▸ EXERCISE DESCRIPTION: Read through the data and report every line in which the word "node" occurs.

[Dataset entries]
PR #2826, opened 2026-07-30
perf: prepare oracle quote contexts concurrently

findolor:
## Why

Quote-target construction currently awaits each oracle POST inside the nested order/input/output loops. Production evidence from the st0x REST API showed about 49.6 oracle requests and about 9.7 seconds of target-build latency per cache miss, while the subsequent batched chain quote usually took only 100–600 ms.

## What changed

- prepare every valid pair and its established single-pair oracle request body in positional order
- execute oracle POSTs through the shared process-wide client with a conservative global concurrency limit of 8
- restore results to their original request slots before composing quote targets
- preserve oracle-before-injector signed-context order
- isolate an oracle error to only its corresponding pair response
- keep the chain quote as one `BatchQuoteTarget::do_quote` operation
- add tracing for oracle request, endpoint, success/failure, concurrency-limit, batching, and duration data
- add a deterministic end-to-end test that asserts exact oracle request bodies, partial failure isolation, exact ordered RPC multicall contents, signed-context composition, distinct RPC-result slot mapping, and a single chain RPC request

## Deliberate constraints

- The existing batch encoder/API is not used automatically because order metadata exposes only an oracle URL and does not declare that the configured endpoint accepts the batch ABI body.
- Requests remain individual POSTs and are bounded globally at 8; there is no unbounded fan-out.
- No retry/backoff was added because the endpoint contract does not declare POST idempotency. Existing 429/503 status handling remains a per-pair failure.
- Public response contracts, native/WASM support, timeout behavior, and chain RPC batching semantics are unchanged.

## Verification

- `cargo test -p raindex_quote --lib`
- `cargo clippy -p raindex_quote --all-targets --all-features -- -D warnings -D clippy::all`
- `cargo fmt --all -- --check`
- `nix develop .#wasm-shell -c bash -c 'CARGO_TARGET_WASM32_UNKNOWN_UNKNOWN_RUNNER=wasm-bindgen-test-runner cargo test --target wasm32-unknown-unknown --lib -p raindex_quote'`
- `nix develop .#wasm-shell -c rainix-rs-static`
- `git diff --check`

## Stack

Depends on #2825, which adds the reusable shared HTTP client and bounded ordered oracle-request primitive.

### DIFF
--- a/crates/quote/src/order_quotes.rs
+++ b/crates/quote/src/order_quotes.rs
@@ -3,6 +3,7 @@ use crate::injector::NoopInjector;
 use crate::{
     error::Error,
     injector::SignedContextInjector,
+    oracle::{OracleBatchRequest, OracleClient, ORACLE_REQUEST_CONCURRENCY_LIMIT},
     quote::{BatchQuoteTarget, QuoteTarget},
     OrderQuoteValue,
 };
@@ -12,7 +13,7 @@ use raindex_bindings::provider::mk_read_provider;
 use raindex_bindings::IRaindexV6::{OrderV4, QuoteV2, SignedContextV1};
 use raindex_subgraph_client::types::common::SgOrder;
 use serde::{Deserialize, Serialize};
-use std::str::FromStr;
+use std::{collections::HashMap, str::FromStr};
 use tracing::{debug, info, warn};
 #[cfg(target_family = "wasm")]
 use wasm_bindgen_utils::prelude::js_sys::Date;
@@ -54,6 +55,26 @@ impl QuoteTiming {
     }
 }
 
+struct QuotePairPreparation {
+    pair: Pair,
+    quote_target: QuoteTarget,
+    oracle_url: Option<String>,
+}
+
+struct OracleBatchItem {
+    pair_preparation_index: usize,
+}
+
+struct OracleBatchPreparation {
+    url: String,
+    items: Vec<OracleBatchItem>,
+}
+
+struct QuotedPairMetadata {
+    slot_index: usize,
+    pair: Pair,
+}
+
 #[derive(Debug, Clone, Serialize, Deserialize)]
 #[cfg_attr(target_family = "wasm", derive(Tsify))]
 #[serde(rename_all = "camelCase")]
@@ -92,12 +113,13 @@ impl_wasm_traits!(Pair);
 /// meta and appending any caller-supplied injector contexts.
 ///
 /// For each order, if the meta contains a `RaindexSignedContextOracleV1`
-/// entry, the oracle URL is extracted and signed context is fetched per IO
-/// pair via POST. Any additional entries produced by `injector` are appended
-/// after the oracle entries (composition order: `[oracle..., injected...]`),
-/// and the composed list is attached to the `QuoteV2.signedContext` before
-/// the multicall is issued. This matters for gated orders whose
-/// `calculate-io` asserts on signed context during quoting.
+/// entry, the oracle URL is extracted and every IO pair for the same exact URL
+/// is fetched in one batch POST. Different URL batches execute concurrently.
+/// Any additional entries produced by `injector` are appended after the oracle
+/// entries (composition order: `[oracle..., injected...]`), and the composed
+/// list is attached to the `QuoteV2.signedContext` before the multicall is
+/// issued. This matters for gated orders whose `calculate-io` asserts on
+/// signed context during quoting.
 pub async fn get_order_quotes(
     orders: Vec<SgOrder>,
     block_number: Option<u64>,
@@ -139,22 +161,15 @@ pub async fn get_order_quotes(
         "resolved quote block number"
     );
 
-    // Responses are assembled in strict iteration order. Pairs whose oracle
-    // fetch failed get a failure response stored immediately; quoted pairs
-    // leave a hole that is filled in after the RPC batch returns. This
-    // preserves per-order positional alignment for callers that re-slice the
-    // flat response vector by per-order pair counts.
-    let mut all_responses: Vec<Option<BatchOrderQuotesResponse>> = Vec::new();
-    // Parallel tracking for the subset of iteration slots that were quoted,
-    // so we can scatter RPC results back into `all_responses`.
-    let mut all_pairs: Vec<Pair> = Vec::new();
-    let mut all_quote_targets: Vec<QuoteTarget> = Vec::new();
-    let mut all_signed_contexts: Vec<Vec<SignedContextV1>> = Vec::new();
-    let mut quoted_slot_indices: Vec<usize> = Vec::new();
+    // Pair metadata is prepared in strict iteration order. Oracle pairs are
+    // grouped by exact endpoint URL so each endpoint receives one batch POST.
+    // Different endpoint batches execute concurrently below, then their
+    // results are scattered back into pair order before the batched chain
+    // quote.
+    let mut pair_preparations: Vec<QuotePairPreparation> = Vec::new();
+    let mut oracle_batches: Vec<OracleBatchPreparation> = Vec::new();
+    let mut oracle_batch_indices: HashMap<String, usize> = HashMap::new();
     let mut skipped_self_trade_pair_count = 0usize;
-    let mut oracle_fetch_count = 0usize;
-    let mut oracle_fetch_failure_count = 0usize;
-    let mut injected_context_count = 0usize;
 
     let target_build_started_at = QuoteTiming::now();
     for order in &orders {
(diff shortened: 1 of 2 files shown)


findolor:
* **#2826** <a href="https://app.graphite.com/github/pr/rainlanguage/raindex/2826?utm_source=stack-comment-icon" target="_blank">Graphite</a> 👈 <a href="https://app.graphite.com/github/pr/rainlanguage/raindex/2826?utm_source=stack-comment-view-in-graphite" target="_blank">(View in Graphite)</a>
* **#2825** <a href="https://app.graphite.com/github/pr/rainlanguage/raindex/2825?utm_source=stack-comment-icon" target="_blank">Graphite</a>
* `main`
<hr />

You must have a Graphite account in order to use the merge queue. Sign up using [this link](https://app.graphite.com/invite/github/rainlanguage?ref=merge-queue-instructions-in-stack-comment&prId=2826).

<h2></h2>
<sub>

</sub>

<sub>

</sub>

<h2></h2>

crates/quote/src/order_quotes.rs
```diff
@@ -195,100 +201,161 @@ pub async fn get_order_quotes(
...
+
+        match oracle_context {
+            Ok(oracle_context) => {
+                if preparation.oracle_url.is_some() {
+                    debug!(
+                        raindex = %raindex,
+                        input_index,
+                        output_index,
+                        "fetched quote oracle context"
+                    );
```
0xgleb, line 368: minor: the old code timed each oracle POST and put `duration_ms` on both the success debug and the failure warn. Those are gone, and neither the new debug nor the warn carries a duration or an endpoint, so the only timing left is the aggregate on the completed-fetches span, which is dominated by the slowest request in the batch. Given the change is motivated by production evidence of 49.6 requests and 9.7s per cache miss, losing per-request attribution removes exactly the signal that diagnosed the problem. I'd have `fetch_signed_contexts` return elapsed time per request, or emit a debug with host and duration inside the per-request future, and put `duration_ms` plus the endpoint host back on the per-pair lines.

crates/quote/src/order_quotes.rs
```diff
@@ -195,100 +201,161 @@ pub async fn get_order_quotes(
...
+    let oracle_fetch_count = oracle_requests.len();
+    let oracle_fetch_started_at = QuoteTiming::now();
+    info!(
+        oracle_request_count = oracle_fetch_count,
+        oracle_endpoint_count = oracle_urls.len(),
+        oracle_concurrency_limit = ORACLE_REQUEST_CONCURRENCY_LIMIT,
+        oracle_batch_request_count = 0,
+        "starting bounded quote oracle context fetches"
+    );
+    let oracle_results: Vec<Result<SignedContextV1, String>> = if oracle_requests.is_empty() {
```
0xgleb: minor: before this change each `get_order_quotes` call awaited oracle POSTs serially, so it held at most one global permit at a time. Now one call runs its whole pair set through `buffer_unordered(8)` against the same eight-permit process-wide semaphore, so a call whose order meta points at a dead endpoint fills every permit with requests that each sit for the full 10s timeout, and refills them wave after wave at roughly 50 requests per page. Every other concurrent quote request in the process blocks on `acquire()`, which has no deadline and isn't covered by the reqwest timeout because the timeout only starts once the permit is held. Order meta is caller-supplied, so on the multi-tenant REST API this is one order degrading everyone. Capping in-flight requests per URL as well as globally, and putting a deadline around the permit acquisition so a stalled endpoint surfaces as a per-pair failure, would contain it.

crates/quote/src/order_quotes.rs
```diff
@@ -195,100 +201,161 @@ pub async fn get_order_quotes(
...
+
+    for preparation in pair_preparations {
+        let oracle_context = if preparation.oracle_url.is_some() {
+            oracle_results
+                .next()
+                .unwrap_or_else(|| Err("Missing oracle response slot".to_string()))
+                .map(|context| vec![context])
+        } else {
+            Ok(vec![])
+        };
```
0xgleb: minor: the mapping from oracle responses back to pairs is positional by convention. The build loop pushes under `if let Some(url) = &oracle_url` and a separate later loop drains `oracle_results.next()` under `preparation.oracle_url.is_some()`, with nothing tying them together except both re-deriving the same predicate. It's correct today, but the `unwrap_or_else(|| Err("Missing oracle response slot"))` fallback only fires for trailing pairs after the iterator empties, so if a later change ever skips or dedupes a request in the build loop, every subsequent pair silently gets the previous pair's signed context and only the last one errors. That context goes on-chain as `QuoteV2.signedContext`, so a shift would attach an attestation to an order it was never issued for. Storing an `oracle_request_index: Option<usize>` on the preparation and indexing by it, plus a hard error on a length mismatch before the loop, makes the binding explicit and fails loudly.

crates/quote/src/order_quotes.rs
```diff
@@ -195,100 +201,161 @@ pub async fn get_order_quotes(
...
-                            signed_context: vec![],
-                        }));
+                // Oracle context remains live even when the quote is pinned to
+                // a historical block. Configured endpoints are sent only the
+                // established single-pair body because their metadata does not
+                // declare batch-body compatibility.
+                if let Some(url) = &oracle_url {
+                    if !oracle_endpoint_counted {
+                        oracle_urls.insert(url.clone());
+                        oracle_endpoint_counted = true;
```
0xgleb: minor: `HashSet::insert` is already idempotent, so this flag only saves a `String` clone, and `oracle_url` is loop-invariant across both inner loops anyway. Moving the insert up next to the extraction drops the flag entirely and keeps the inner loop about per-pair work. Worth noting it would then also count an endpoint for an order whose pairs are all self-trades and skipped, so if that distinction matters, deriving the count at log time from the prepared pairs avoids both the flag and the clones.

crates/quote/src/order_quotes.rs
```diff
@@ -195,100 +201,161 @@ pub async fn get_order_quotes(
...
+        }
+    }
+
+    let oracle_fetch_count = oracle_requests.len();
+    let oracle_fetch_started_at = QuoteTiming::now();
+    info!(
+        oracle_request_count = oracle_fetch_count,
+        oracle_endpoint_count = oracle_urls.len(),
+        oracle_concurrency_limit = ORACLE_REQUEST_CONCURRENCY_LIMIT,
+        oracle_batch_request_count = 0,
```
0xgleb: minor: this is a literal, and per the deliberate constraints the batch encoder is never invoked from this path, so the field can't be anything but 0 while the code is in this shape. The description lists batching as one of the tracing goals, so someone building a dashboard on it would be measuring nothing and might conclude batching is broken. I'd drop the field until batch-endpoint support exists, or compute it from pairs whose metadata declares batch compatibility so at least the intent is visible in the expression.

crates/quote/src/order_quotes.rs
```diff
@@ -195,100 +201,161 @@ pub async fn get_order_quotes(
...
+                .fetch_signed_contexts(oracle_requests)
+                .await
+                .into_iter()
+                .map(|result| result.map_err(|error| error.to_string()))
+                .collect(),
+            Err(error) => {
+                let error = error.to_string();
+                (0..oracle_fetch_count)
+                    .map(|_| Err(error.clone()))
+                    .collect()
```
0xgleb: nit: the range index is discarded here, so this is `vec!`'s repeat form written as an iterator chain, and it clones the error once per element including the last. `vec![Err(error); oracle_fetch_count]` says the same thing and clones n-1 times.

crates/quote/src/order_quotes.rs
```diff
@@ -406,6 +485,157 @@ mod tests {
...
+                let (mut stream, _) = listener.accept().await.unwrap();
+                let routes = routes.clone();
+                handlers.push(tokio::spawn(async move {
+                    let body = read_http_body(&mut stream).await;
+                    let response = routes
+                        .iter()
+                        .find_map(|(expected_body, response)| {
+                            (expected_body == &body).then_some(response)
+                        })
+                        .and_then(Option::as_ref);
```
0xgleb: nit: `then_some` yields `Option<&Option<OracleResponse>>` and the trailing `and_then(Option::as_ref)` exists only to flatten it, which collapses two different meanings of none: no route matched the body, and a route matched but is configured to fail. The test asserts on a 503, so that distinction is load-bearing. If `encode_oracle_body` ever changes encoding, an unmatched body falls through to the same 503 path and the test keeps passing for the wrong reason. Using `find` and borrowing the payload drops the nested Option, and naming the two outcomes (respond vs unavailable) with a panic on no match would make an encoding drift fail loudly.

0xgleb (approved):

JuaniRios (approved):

==

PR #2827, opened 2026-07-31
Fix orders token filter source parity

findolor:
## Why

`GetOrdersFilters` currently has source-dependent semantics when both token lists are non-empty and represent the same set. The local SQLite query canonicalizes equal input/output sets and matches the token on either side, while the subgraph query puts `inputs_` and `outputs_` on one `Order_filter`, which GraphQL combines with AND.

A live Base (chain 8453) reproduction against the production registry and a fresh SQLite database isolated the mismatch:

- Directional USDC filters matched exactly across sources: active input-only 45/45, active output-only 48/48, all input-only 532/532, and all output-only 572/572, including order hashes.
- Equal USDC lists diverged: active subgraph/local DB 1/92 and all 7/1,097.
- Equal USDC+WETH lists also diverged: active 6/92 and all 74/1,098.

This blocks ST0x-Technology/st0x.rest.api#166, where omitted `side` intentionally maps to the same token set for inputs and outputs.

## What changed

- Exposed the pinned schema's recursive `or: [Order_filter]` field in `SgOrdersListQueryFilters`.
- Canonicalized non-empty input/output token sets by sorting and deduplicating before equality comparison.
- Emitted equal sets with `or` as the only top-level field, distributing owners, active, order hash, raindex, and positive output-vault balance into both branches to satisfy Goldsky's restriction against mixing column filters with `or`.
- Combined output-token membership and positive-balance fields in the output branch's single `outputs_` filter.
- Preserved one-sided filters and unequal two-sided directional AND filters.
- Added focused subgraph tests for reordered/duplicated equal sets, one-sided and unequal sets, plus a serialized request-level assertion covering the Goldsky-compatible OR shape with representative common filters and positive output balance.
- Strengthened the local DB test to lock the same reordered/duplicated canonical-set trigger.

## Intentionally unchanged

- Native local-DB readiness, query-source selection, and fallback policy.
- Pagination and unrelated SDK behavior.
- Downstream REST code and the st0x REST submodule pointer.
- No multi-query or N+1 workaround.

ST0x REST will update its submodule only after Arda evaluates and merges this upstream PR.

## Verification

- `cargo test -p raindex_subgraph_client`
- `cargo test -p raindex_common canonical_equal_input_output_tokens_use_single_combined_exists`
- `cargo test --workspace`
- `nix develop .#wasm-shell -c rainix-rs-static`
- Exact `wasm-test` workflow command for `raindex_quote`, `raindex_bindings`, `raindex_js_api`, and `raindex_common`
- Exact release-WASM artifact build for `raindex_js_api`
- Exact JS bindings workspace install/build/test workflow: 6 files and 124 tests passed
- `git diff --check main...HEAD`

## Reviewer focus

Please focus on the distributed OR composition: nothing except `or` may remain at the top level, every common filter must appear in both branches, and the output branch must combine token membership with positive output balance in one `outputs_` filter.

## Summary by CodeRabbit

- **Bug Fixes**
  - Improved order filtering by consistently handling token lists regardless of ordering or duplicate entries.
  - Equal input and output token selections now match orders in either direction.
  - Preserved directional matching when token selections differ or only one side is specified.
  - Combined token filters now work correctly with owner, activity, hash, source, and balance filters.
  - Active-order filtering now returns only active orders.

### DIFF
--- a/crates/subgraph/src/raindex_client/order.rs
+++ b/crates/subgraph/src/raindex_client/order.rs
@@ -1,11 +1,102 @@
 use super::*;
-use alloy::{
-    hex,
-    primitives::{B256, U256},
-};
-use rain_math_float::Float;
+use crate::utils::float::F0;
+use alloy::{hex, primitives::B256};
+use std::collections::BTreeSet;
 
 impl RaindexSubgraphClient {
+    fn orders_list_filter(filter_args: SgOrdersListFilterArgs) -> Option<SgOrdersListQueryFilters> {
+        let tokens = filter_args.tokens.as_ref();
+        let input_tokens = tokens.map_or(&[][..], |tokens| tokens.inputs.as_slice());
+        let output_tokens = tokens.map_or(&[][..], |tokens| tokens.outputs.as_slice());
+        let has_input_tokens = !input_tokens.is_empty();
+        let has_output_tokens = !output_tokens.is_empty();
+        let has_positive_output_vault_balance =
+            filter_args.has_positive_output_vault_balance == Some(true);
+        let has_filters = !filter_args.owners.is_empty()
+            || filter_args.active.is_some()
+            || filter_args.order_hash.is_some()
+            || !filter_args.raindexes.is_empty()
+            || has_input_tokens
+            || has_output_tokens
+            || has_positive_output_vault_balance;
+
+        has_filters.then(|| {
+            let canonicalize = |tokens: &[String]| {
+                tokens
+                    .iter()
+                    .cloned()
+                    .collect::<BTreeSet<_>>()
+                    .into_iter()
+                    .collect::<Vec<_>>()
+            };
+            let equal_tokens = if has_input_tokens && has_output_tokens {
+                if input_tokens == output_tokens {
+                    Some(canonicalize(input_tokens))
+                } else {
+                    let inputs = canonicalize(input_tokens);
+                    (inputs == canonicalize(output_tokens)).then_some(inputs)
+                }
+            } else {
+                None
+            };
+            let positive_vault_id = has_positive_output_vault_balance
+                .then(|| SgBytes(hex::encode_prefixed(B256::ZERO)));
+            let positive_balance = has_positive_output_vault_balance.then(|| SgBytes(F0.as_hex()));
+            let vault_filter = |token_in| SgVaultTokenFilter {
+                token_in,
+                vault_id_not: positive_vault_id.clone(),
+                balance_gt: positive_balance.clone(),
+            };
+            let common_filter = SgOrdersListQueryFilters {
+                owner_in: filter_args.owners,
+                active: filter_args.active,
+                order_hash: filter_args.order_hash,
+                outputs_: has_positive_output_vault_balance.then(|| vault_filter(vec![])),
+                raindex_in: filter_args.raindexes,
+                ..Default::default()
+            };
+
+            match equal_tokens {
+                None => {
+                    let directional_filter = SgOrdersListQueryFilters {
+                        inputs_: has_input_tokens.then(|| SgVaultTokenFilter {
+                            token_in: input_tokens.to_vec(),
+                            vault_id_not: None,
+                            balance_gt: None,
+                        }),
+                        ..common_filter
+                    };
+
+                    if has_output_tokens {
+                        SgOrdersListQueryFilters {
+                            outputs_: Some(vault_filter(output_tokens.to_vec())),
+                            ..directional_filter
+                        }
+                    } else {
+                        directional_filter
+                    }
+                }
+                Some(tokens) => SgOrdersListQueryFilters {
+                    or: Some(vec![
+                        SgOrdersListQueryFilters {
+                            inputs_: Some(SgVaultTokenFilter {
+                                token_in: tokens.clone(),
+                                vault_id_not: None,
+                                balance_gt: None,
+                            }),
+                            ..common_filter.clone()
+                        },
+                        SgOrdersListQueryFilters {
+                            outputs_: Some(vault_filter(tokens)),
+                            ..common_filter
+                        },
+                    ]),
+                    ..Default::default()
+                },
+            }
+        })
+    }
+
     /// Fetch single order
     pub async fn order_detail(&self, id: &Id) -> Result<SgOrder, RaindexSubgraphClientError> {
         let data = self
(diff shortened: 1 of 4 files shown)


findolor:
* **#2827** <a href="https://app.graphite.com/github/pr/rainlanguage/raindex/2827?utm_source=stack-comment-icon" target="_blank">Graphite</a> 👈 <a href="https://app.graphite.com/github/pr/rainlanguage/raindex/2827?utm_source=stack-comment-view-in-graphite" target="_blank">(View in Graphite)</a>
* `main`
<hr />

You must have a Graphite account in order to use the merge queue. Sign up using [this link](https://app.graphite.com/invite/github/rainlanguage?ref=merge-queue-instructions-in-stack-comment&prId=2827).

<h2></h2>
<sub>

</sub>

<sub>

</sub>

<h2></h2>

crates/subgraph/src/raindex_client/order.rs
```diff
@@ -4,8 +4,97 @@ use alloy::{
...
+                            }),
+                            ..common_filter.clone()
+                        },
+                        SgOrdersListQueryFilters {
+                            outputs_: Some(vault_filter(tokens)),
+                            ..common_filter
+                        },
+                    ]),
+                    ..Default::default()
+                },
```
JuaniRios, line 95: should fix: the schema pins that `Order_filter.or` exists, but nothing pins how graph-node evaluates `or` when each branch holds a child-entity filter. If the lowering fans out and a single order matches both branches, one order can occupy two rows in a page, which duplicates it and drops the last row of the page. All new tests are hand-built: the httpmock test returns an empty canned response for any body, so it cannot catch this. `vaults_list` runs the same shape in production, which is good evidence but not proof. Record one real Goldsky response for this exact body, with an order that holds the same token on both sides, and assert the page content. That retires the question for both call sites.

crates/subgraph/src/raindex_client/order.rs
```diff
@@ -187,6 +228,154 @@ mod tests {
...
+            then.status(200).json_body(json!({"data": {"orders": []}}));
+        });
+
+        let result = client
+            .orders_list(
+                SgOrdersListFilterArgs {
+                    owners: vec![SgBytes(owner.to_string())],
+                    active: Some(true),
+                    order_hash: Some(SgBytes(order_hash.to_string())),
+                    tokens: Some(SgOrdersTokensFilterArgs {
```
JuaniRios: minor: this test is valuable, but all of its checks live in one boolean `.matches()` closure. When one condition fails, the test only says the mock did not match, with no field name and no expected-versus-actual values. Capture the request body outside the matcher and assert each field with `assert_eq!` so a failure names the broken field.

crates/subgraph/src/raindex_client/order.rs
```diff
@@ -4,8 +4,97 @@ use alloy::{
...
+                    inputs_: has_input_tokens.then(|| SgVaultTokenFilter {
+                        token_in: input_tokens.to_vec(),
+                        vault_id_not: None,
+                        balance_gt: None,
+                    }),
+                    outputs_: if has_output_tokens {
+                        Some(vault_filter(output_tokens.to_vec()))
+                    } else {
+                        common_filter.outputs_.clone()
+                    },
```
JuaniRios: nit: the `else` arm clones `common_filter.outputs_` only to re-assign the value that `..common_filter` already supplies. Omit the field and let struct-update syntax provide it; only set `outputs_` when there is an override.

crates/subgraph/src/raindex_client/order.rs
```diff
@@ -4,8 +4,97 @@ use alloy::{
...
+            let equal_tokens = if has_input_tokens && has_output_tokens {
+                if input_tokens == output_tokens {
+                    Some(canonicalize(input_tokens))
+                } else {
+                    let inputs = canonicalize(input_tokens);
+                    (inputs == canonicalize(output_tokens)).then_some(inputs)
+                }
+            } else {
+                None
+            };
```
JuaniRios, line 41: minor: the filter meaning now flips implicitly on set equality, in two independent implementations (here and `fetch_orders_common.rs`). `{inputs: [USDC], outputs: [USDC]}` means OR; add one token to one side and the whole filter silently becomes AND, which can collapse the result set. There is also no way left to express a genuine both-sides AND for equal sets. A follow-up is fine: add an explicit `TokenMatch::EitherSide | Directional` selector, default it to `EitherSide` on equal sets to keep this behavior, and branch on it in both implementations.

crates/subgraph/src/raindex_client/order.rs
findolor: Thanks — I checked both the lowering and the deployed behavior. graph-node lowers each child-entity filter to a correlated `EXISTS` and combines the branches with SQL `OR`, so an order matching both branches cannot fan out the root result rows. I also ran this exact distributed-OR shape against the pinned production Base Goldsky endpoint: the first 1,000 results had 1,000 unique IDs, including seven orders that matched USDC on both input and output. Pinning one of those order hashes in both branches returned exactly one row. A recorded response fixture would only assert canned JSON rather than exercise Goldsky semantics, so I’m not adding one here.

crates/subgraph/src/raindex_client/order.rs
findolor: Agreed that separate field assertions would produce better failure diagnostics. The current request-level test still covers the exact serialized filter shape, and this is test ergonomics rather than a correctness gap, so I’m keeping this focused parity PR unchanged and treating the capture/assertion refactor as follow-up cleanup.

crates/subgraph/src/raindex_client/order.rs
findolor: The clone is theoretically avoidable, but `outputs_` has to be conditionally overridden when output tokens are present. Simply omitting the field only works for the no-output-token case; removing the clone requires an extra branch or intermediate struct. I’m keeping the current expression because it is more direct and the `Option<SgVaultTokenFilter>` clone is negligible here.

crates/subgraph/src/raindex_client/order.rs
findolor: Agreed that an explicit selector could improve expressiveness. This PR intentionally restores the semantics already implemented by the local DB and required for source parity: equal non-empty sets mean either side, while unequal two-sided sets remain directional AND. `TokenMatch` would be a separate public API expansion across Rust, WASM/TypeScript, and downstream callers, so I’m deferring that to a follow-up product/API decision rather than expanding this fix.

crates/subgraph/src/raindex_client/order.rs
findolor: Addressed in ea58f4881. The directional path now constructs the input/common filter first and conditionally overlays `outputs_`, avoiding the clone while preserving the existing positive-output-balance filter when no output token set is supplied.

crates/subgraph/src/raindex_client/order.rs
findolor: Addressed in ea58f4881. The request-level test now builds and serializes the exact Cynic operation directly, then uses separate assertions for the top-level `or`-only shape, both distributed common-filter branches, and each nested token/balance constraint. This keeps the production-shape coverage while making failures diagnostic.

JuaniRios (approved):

▸ ANSWER FOR THIS EXERCISE:
JuaniRios, line 95: should fix: the schema pins that `Order_filter.or` exists, but nothing pins how graph-node evaluates `or` when each branch holds a child-entity filter. If the lowering fans out and a single order matches both branches, one order can occupy two rows in a page, which duplicates it and drops the last row of the page. All new tests are hand-built: the httpmock test returns an empty canned response for any body, so it cannot catch this. `vaults_list` runs the same shape in production, which is good evidence but not proof. Record one real Goldsky response for this exact body, with an order that holds the same token on both sides, and assert the page content. That retires the question for both call sites.
findolor: Thanks — I checked both the lowering and the deployed behavior. graph-node lowers each child-entity filter to a correlated `EXISTS` and combines the branches with SQL `OR`, so an order matching both branches cannot fan out the root result rows. I also ran this exact distributed-OR shape against the pinned production Base Goldsky endpoint: the first 1,000 results had 1,000 unique IDs, including seven orders that matched USDC on both input and output. Pinning one of those order hashes in both branches returned exactly one row. A recorded response fixture would only assert canned JSON rather than exercise Goldsky semantics, so I’m not adding one here.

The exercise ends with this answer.